PR #13598, opened 2019-04-24
fix(docs): Fix flatten to include current item (#13590)

### LINKED ISSUE #13590: [docs] Stub list not collecting all stubs
## Description

#13510 from @fk:

> I noticed we don't currently catch https://www.gatsbyjs.org/docs/best-practices-for-orgs/ (which is a stub, too) — I don't have the time to figure out why this happens, and I'm not sure if there are others we are missing

I believe this is due to some mishap in the findStubs method in the [stub-list.js](https://github.com/gatsbyjs/gatsby/blob/master/www/src/pages/contributing/stub-list.js) file.

jgalat:
## Description

Fixes `flatten` to also include the current item of the array

## Related Issues
Fixes  #13590

### DIFF
--- a/www/src/pages/contributing/stub-list.js
+++ b/www/src/pages/contributing/stub-list.js
@@ -19,7 +19,8 @@ const findStubs = pages =>
 
 const flatten = pages =>
   pages.reduce(
-    (flat, item) => flat.concat(item.items ? flatten(item.items) : item),
+    (flat, item) =>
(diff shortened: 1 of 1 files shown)


fk:
What @pieh said! <3 🤗

DSchau:
Sweet! Thanks for fixing my mistake 🎉

Issue #11934, opened 2019-02-20
React-Hot-Loader: react-🔥-dom patch is not detected. React 16.6+ features may not work.


kripod:
## Description

After updating all the dependencies of my starter project, I noticed the following message in the browser console after running `gatsby develop`:

```
React-Hot-Loader: react-🔥-dom patch is not detected. React 16.6+ features may not work.
```

### Steps to reproduce

1. Clone [gatsby-starter-strict@6c06471](https://github.com/kripod/gatsby-starter-strict/tree/6c06471110b9a821871decf5772330a332894b34)
2. `yarn && yarn develop`

### Expected result

No warnings should be thrown.

### Actual result

A warning is thrown even with a starter project.

### Environment

```
  System:
    OS: Windows 10
    CPU: (4) x64 Intel(R) Core(TM) i5-2500 CPU @ 3.30GHz
  Binaries:
    Yarn: 1.13.0 - C:\Program Files (x86)\Yarn\bin\yarn.CMD
    npm: 6.4.1 - C:\Program Files\nodejs\npm.CMD
  npmPackages:
    gatsby: ^2.1.10 => 2.1.10
    gatsby-plugin-manifest: ^2.0.18 => 2.0.18
    gatsby-plugin-offline: ^2.0.24 => 2.0.24
    gatsby-plugin-react-helmet: ^3.0.6 => 3.0.6
    gatsby-plugin-styled-components: ^3.0.6 => 3.0.6
    gatsby-plugin-typescript: ^2.0.8 => 2.0.8
```

t2ca:
I can confirm I have also seen this warning. I was also able to reproduce this warning with gatsby-starter-default.

wardpeet:
We are probably missing https://github.com/gaearon/react-hot-loader/tree/7089062eac273832102c074a368d5af27e23e0b0#webpack-plugin

It's not a big deal atm because reacth fire :fire: is not official yet.

achmadk:
@wardpeet I replace `react-dom` with [@hot-loader/react-dom](https://github.com/gaearon/react-hot-loader/tree/7089062eac273832102c074a368d5af27e23e0b0#react--dom) to remove this warning.

wardpeet:
that works as well! 💪

JustFly1984:
@achmadk @wardpeet  where did you replaced react-dom with 
@hot-loader/react-dom ?
I do not see that in my codebase, it should be somewhere inside the gatsby code

[...]

PR #13610, opened 2019-04-24
fix(gatsby): fixes react-hot-reloader for new react features

wardpeet:
## Description
Fixes HMR for hooks & suspense features with react-🔥-dom. It uses the webpack loader to patch react-dom as react-dom is a peer dependency we can't force users to install `@hot-loader/react-dom` as mentioned in the [README of react-hot-loader](https://github.com/gaearon/react-hot-loader#react--dom).

After:
image

Before:
image

It also actually fixes HMR for components using hooks 😛 not just remove the message.

## Related Issues
#11934

### DIFF
--- a/packages/gatsby/src/utils/webpack.config.js
+++ b/packages/gatsby/src/utils/webpack.config.js
@@ -156,6 +156,7 @@ module.exports = async (
       case `develop`:
         return {
           commons: [
+            `react-hot-loader/patch`,
             `event-source-polyfill`,
             `${require.resolve(
               `webpack-hot-middleware/client`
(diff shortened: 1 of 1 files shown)


sidharthachatterjee:
Published in `gatsby@2.3.31`

tu4mo:
Did this break dev mode in IE11? Getting `'Promise' is undefined` error.

hydrosquall:
This may be related to a break in the `npm run develop` build stage with the Gatsby docs site: https://github.com/gatsbyjs/gatsby/issues/13641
====
**WHAT TO WORK ON:** From the line with "We are probably" to the final line of the listing, write out each line unchanged. Add nothing.

**OUTPUT:**
We are probably missing https://github.com/gaearon/react-hot-loader/tree/7089062eac273832102c074a368d5af27e23e0b0#webpack-plugin

It's not a big deal atm because reacth fire :fire: is not official yet.

achmadk:
@wardpeet I replace `react-dom` with [@hot-loader/react-dom](https://github.com/gaearon/react-hot-loader/tree/7089062eac273832102c074a368d5af27e23e0b0#react--dom) to remove this warning.

wardpeet:
that works as well! 💪

JustFly1984:
@achmadk @wardpeet  where did you replaced react-dom with 
@hot-loader/react-dom ?
I do not see that in my codebase, it should be somewhere inside the gatsby code

[...]

PR #13610, opened 2019-04-24
fix(gatsby): fixes react-hot-reloader for new react features

wardpeet:
## Description
Fixes HMR for hooks & suspense features with react-🔥-dom. It uses the webpack loader to patch react-dom as react-dom is a peer dependency we can't force users to install `@hot-loader/react-dom` as mentioned in the [README of react-hot-loader](https://github.com/gaearon/react-hot-loader#react--dom).

After:
image

Before:
image

It also actually fixes HMR for components using hooks 😛 not just remove the message.

## Related Issues
#11934

### DIFF
--- a/packages/gatsby/src/utils/webpack.config.js
+++ b/packages/gatsby/src/utils/webpack.config.js
@@ -156,6 +156,7 @@ module.exports = async (
       case `develop`:
         return {
           commons: [
+            `react-hot-loader/patch`,
             `event-source-polyfill`,
             `${require.resolve(
               `webpack-hot-middleware/client`
(diff shortened: 1 of 1 files shown)


sidharthachatterjee:
Published in `gatsby@2.3.31`

tu4mo:
Did this break dev mode in IE11? Getting `'Promise' is undefined` error.

hydrosquall:
This may be related to a break in the `npm run develop` build stage with the Gatsby docs site: https://github.com/gatsbyjs/gatsby/issues/13641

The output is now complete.